Class	HTTP	When	Retried?	Notes
`OHMAuthError`	401 / 403	Key bad / expired / revoked	❌	Rotate the key.
`OHMValidationError`	400 / 422	Body fails Zod / schema	❌	`.fields[]` lists failing JSON-Schema paths.
`OHMRateLimitError`	429	Per-key per-minute cap	✅	`.retryAfterSec` from `Retry-After` header.
`OHMQuotaExceededError`	402 / 429-quota	Org-wide quota / billing	❌	`.resetAt`, `.quotaKind`. Distinct from rate limit.
`OHMNotFoundError`	404	Slug / job id gone	❌	`.availableSlugs[]` powers a slug picker.
`OHMTimeoutError`	408 / 504 / client-side	Deadline exceeded	❌	Distinct from `OHMAbortError`.
`OHMNetworkError`	0	DNS / TCP / TLS / dropped	✅ (then thrown)	Pair with `OhmQueue` on RN.
`OHMAbortError`	0	Caller `AbortSignal` fired	❌	User navigated away — not an error.
`OHMServerError`	5xx	Generic upstream failure	✅	Catch-all.
`OHMConfigError`	0	SDK init wrong	❌	Bad apiKey shape / RN live-key in bundle.

import {
  OHMRateLimitError,
  OHMValidationError,
  OHMNetworkError,
  OHMAbortError,
} from "@ohm_studio/sdk";

try {
  await ohm.extract({ apiSlug, text });
} catch (e) {
  if (e instanceof OHMRateLimitError)  return wait(e.retryAfterSec!);
  if (e instanceof OHMValidationError) return highlight(e.fields ?? []);
  if (e instanceof OHMNetworkError)    return queue.enqueue(...);   // RN
  if (e instanceof OHMAbortError)      return;                       // user cancelled
  throw e;                                                            // re-raise
}

Stable error codes (`OHM_ERROR_CODES`)

The class hierarchy may evolve; the code strings never change. Safe to store in customer logs / analytics.

import { OHM_ERROR_CODES, OHMError } from "@ohm_studio/sdk";

try { /* ... */ }
catch (e) {
  if (e instanceof OHMError) {
    if (e.code === OHM_ERROR_CODES.RATE_LIMITED) { /* ... */ }
  }
}

Per-call overrides

For one known-slow call you don't want to construct a second client.

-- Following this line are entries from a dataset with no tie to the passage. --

PR #785, opened 2026-03-10
Add mouse-refocus option to center cursor on focused window

Ktrompfl:
I don't know if there is a way to add this to the existing PR (https://github.com/mahkoh/jay/pull/665), so here is a new one. This hopefully implements what you suggested in https://github.com/mahkoh/jay/pull/665#issuecomment-4017035309.

The option mouse-refocus is now disabled by default, as it is a breaking change to the current behavior.
When enabled, focus changes via keyboard commands (move-left, focus-right, show-workspace, ...) asynchronously move the pointer to the center of the focused top-level node. In particular, if the focused is already focused, the pointer is still moved to the center.

There are a lot of different ways this could be implemented, and some other compositors have multiple options to specify the exact behavior or support features like persisting and restoring the relative pointer position per top-level node. For now, this implementation should at least cover the basic use cases. 

Closes #665

### DIFF
--- a/jay-config/src/_private/ipc.rs
+++ b/jay-config/src/_private/ipc.rs
@@ -871,6 +871,10 @@ pub enum ClientMessage<'a> {
         dx2: i32,
         dy2: i32,
     },
+    SeatSetMouseFollowsFocus {
+        seat: Seat,
+        enabled: bool,
+    },
 }
 
 #[derive(Serialize, Deserialize, Debug)]
--- a/src/config/handler.rs
+++ b/src/config/handler.rs
@@ -2425,6 +2425,16 @@ impl ConfigProxyHandler {
         Ok(())
     }
 
+    fn handle_seat_set_mouse_follows_focus(
+        &self,
+        seat: Seat,
+        enabled: bool,
+    ) -> Result<(), CphError> {
+        let seat = self.get_seat(seat)?;
+        seat.set_mouse_follows_focus(enabled);
+        Ok(())
+    }
+
     fn get_sized(&self, sized: Resizable) -> Result<ThemeSized, CphError> {
         use jay_config::theme::sized::*;
         let sized = match sized {
@@ -2597,6 +2607,7 @@ impl ConfigProxyHandler {
             return Err(CphError::WindowNotVisible(window_id));
         }
         seat.focus_toplevel(window);
+        seat.maybe_schedule_warp_mouse_to_focus();
         Ok(())
     }
 
@@ -3354,6 +3365,9 @@ impl ConfigProxyHandler {
             ClientMessage::SeatWarpMouseToFocus { seat } => self
                 .handle_seat_warp_mouse_to_focus(seat)
                 .wrn("seat_warp_mouse_to_focus")?,
+            ClientMessage::SeatSetMouseFollowsFocus { seat, enabled } => self
+                .handle_seat_set_mouse_follows_focus(seat, enabled)
+                .wrn("seat_set_mouse_follows_focus")?,
             ClientMessage::ConnectorSetUseNativeGamut {
                 connector,
                 use_native_gamut,
--- a/src/ifs/wl_seat.rs
+++ b/src/ifs/wl_seat.rs
@@ -260,6 +260,8 @@ pub struct WlSeatGlobal {
     simple_im: CloneCell<Option<Rc<SimpleIm>>>,
     simple_im_enabled: Cell<bool>,
     warp_mouse_to_focus_scheduled: Cell<bool>,
+    warp_mouse_to_focus_skip_target_check: Cell<bool>,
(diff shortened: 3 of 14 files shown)


jay-config/src/_private/ipc.rs
```diff
@@ -817,6 +817,10 @@ pub enum ClientMessage<'a> {
         position: BarPosition,
     },
     GetBarPosition,
+    SeatSetMouseRefocus {
+        seat: Seat,
+        enabled: bool,
+    },
```
mahkoh: Move this to the end of the enum.

src/ifs/wl_seat.rs
```diff
@@ -520,12 +524,16 @@ impl WlSeatGlobal {
...
 
-    pub fn set_workspace(&self, ws: &Rc<WorkspaceNode>) {
+    pub fn set_workspace(self: &Rc<Self>, ws: &Rc<WorkspaceNode>) {
         let tl = match self.keyboard_node.get().node_toplevel() {
             Some(tl) => tl,
             _ => return,
         };
         toplevel_set_workspace(&self.state, tl, ws);
+
+        if self.mouse_refocus.get() {
```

const slow = ohm.withOverrides({
  timeoutMs: 5 * 60_000,
  totalTimeoutMs: 6 * 60_000,
  maxRetries: 1,
});
await slow.audio.extract({ apiSlug, file: hourLongAudio });

withOverrides returns a thin clone — same auth, same baseUrl, same hooks — that you can use just like the original client.

Lifecycle hooks

Tap into individual phases without writing your own retry wrapper.

const ohm = new OHM({
  apiKey,
  hooks: {
    onRequest:  ({ method, url, attempt }) => log.info("→", method, url, { attempt }),
    onResponse: ({ status, latencyMs, requestId }) =>
      log.info("←", status, latencyMs + "ms", requestId),
    onError:    ({ error, attempt, willRetry }) =>
      log.warn(error.name, { attempt, willRetry }),
  },
});

All hooks are fire-and-forget — exceptions inside them are caught and logged; they never affect the request's success/failure.

What the SDK does NOT do

Honest list — don't rely on these guarantees if you need them:

No persistent retry queue between processes. If your Node process dies mid-retry, the request is lost. Use OhmQueue on RN (AsyncStorage-backed) or webhook callbacks on long jobs.
No automatic circuit breaker. If our API is down, you'll get OHMServerError on every call until you implement your own breaker.
No request signing beyond Authorization: Bearer. For HMAC-signed callbacks (async-job webhooks), see webhook-receiver.
No client-side rate limiter. You can fire 1 000 calls/sec; the server will reject most. Wrap with p-limit or similar if you need bounded concurrency.